YOUR ASSIGNMENT: Retype, exactly as they appear below, the lines between the line holding "dualvars, values might" and the line holding "called when C<SvOOK()>", both ends included.

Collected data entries
"""

PR #18958, opened 2021-07-05
IV vs PV serialisation

nwc10:
Some external serialised data formats such as JSON can distinguish between values that are numbers and values that are strings, and services that communicate in JSON often rely on this distinction being possible. Until now, Perl has a problem with reliably generating output that meets these expectations, because the internal state of `$answer` after these two code paths had been functionally identical:

    my $answer = 42;
    print "The answer is $answer\n";

    my $answer = "42";
    print "That doesn't look right\n"
        unless $answer == 6 * 9;

This branch

* changes `Perl_sv_2pv_flags` so that it does not set the `SVf_POK` flag when caching the string representation of an integer value
* updates the macros `SvPV` etc so that they continue to use the cached value directly (and hence do not start calling into `Perl_sv_2pv_flags` where they had not previously)
* updates `Perl_sv_setsv_flags` to copy the changed flag state accurately

This permits serealisers to reliably distinguish between values first written as numbers, and values first written as strings.

These changes exposed a bug in Data::Dumper (now fixed), where it was already failing to handle NVs and overloaded references for certain cases. All core tests still pass, along with the CPAN modules `Sereal`, `JSON::XS`, `Cpanel::JSON::XS` and all their dependencies.

### DIFF
--- a/pod/perldelta.pod
+++ b/pod/perldelta.pod
@@ -425,6 +425,145 @@ with C<..._flags>-suffixed variants.  These expose a simple and consistent API
 to perform numerical or string comparison which is aware of operator
 overloading.
 
+=item *
+
+Reading the string form of an integer value no longer sets the flag C<SVf_POK>.
+The string form is still cached internally, and still re-read directly by the
+macros C<SvPV(sv)> I<etc> (inline, without calling a C function). XS code that
+already calls the APIs to get values will not be affected by this change. XS
+code that accesses flags directly instead of using API calls to express its
+intent I<might> break, but such code likely is already buggy if passed some
+other values, such as floating point values or objects with string overloading.
+
+This small change permits code (such as JSON serializers) to reliably determine
+between
+
+=over 4
+
+=item *
+
+a value that was initially B<written> as an integer, but then B<read> as a string
+
+    my $answer = 42;
+    print "The answer is $answer\n";
+
+=item *
+
+that same value that was initially B<written> as a string, but then B<read> as an integer
+
+    my $answer = "42";
+    print "That doesn't look right\n"
+        unless $answer == 6 * 9;
+
+=back
+
+For the first case (originally written as an integer), we now have:
+
+    use Devel::Peek;
+    my $answer = 42;
+    Dump ($answer);
+    my $void = "$answer";
+    print STDERR "\n";
+    Dump($answer)
+    
+    
+    SV = IV(0x562538925778) at 0x562538925788
+      REFCNT = 1
+      FLAGS = (IOK,pIOK)
+      IV = 42
+    
+    SV = PVIV(0x5625389263c0) at 0x562538925788
+      REFCNT = 1
+      FLAGS = (IOK,pIOK,pPOK)
+      IV = 42
+      PV = 0x562538919b50 "42"\0
+      CUR = 2
+      LEN = 10
+
+For the second (originally written as a string), we now have:
+
+    use Devel::Peek;
+    my $answer = "42";
+    Dump ($answer);
+    my $void = $answer == 6 * 9;
+    print STDERR "\n";
+    Dump($answer)'
+    
+    
+    SV = PV(0x5586ffe9bfb0) at 0x5586ffec0788
+      REFCNT = 1
+      FLAGS = (POK,IsCOW,pPOK)
+      PV = 0x5586ffee7fd0 "42"\0
+      CUR = 2
+      LEN = 10
+      COW_REFCNT = 1
+    
+    SV = PVIV(0x5586ffec13c0) at 0x5586ffec0788
+      REFCNT = 1
+      FLAGS = (IOK,POK,IsCOW,pIOK,pPOK)
+      IV = 42
+      PV = 0x5586ffee7fd0 "42"\0
+      CUR = 2
+      LEN = 10
+      COW_REFCNT = 1
+
+(One can't rely on the presence or absence of the flag C<SVf_IsCOW> to
+determine the history of operations on a scalar.)
+
+Previously both cases would be indistinguishable, with all 4 flags set:
+
+    SV = PVIV(0x55d4d62edaf0) at 0x55d4d62f0930
+      REFCNT = 1
+      FLAGS = (IOK,POK,pIOK,pPOK)
+      IV = 42
+      PV = 0x55d4d62e1740 "42"\0
+      CUR = 2
+      LEN = 10
+
+(and possibly C<SVf_IsCOW>, but not always)
+
+This now means that if XS code I<really> needs to determine which form a value
+was first written as, it should implement logic roughly
+
+    if (flags & SVf_IOK|SVf_NOK) && !(flags & SVf_POK)
+        serialize as number
+    else if (flags & SVf_POK)
+        serialize as string
+    else
+        the existing guesswork ...
+
+Note that this doesn't cover "dualvars" - scalars that report different
+values when asked for their string form or number form (such as C<$!>).
+Most serialization formats cannot represent such duplicity.
+
+I<The existing guesswork> remains because as well as dualvars, values might
+be C<undef>, references, overloaded references, typeglobs and other things that
+Perl itself can represent but do not map one-to-one into external formats, so
+need some amount of approximation or encapsulation.
+
+=item *
+
+Memory for hash iterator state (C<struct xpvhv_aux>) is now allocated as part
+of the hash body, instead of as part of the block of memory allocated for the
+main hash array.
+
+Nothing else changes - memory for this structure is still allocated only when
+needed, is still accessed via the C<HvAUX()> macro, and the macro should only
+be called when C<SvOOK()> is true. Hashes are still always of type C<SVt_PVHV>,
+hash bodies are still allocated from arenas, and the address of the hash
+doesn't change, because the address is the pointer to the head structure, which
+never moves.
+
+Internally, a second arena (the arena with index 1) is used to allocate larger
+bodies with space for C<struct xpvhv_aux>, the body "upgraded", and the "head"
+structure updated to reflect this (much the same way that the bodies of scalars
+are upgraded). We already re-purpose arenas - arena with index 0 is used for
+C<HE *>s.
+
+None of this affects documented public XS interfaces. The only code changes are
+in F<hv.c> and F<sv.c>. As the rest of the core itself uses these macros but
+needed no changes, likely no code on CPAN will be affected either.
+
 =back
 
 =head1 Selected Bug Fixes
--- a/pod/perlguts.pod
+++ b/pod/perlguts.pod
@@ -307,6 +307,30 @@ in it, you can use the following macros to check the type of SV you have.
     SvNOK(SV*)
     SvPOK(SV*)
 
+Be aware that retrieving the numeric value of an SV can set IOK or NOK
+on that SV, even when the SV started as a string.  Prior to Perl
+5.36.0 retrieving the string value of an integer could set POK, but
+this can no longer occur.  From 5.36.0 this can be used to distinguish
+the original representation of an SV and is intended to make life
+simpler for serializers:
+
+    /* references handled elsewhere */
+    if (SvIsBOOL(sv)) {
+        /* originally boolean */
+        ...
+    }
+    else if (SvPOK(sv)) {
+        /* originally a string */
+        ...
+    }
+    else if (SvNIOK(sv)) {
+        /* originally numeric */
+        ...
+    }
+    else {
+        /* something special or undef */
+    }
+
 You can get and set the current length of the string stored in an SV with
 the following macros:
 
--- a/sv.c
+++ b/sv.c
@@ -4892,6 +4892,12 @@ Perl_sv_setsv_flags(pTHX_ SV *dsv, SV* ssv, const I32 flags)
             SvIV_set(dsv, SvIVX(ssv));
             if (sflags & SVf_IVisUV)
                 SvIsUV_on(dsv);
+            if ((sflags & SVf_IOK) && !(sflags & SVf_POK)) {
+                /* Source was SVf_IOK|SVp_IOK|SVp_POK but not SVf_POK, meaning
+                   a value set as an integer and later stringified. So mark
+                   destination the same: */
+                SvFLAGS(dsv) &= ~SVf_POK;
+            }
         }
         SvFLAGS(dsv) |= sflags & (SVf_IOK|SVp_IOK|SVf_NOK|SVp_NOK|SVf_UTF8);
         {
--- a/sv.c
+++ b/sv.c
@@ -3316,11 +3316,14 @@ Perl_sv_2pv_flags(pTHX_ SV *const sv, STRLEN *const lp, const U32 flags)
            where the value has subsequently been used in the other sense
            and had a value cached.
            This (somewhat) hack means that we retain the cached stringification,
-           but the existing SvPV() macros end up entering this function (which
-           returns the cached value) instead of using it directly inline.
-           However, the result is that if a value is SVf_IOK|SVf_POK then it
+           but don't set SVf_POK. Hence if a value is SVf_IOK|SVf_POK then it
            originated as "42", whereas if it's SVf_IOK then it originated as 42.
-           (ignore SVp_IOK and SVp_POK) */
+           (ignore SVp_IOK and SVp_POK)
+           The SvPV macros are now updated to recognise this specific case
+           (and that there isn't overloading or magic that could alter the
+           cached value) and so return the cached value immediately without
+           re-entering this function, getting back here to this block of code,
+           and repeating the same conversion. */
         SvPOKp_on(sv);
     }
     else if (SvNOK(sv)) {
--- a/sv.c
+++ b/sv.c
@@ -3309,7 +3309,19 @@ Perl_sv_2pv_flags(pTHX_ SV *const sv, STRLEN *const lp, const U32 flags)
         Move(ptr, s, len, char);
         s += len;
         *s = '\0';
-        SvPOK_on(sv);
+        /* We used to call SvPOK_on(). Whilst this is fine for (most) Perl code,
+           it means that after this stringification is cached, there is no way
+           to distinguish between values originally assigned as $a = 42; and
+           $a = "42"; (or results of string operators vs numeric operators)
+           where the value has subsequently been used in the other sense
+           and had a value cached.
+           This (somewhat) hack means that we retain the cached stringification,
+           but the existing SvPV() macros end up entering this function (which
+           returns the cached value) instead of using it directly inline.
+           However, the result is that if a value is SVf_IOK|SVf_POK then it
+           originated as "42", whereas if it's SVf_IOK then it originated as 42.
+           (ignore SVp_IOK and SVp_POK) */
+        SvPOKp_on(sv);
     }
     else if (SvNOK(sv)) {
         if (SvTYPE(sv) < SVt_PVNV)
--- a/sv.h
+++ b/sv.h
@@ -1859,19 +1859,30 @@ scalar.
 #define SvPV_const(sv, len)   SvPV_flags_const(sv, len, SV_GMAGIC)
 #define SvPV_mutable(sv, len) SvPV_flags_mutable(sv, len, SV_GMAGIC)
 
+/* This test is "is there a cached PV that we can use directly?"
+ * We can if
+ * a) SVf_POK is true and there's definitely no get magic on the scalar
+ * b) SVp_POK is true, there's no get magic, and we know that the cached PV
+ *    came from an IV conversion.
+ * For the latter case, we don't set SVf_POK so that we can distinguish whether
+ * the value originated as a string or as an integer, before we cached the
+ * second representation. */
+#define SvPOK_or_cached_IV(sv) \
+    (((SvFLAGS(sv) & (SVf_POK|SVs_GMG)) == SVf_POK) || ((SvFLAGS(sv) & (SVf_IOK|SVp_POK|SVs_GMG)) == (SVf_IOK|SVp_POK)))
+
 #define SvPV_flags(sv, len, flags) \
-    (SvPOK_nog(sv) \
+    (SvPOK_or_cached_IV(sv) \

"""

EXPECTED ANSWER:
+I<The existing guesswork> remains because as well as dualvars, values might
+be C<undef>, references, overloaded references, typeglobs and other things that
+Perl itself can represent but do not map one-to-one into external formats, so
+need some amount of approximation or encapsulation.
+
+=item *
+
+Memory for hash iterator state (C<struct xpvhv_aux>) is now allocated as part
+of the hash body, instead of as part of the block of memory allocated for the
+main hash array.
+
+Nothing else changes - memory for this structure is still allocated only when
+needed, is still accessed via the C<HvAUX()> macro, and the macro should only
+be called when C<SvOOK()> is true. Hashes are still always of type C<SVt_PVHV>,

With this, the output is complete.